_WORK TASK_. Within the records, say how many lines include the word "module"; the answer should be the number and no more.

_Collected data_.
═══
PR #1007, opened 2024-02-14
AG-10700: Add videos to docs

JamesSwinton:
https://ag-grid.atlassian.net/browse/AG-10700

Add VideoSection component to docs and add videos to Create a Basic Chart doc

### DIFF
--- a/packages/ag-charts-website/src/design-system/modules/VideoSection.module.scss
+++ b/packages/ag-charts-website/src/design-system/modules/VideoSection.module.scss
@@ -12,7 +12,7 @@
     }
 }
 
-.header > * {
+.videoSection .header > * {
     font-size: var(--text-fs-xl) !important;
 }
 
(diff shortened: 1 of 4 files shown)


packages/ag-charts-website/src/design-system/modules/VideoSection.module.scss
```diff
@@ -12,8 +12,8 @@
     }
 }
 
-.header {
-    font-size: var(--text-fs-lg);
+.header > * {
```
markdurrant: You can refactor this selector to get rid of the `!important`. 

```
.videoSection .header > * {
    font-size: var(--text-fs-xl);
}
```

markdurrant (commented):
Generally all looking good 👍 

Left a comment on one CSS niggle.

packages/ag-charts-website/src/design-system/modules/VideoSection.module.scss
JamesSwinton: Thanks, added this in

alantreadway (approved):
LGTM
═══
_OUTPUT OF THE TASK_. 4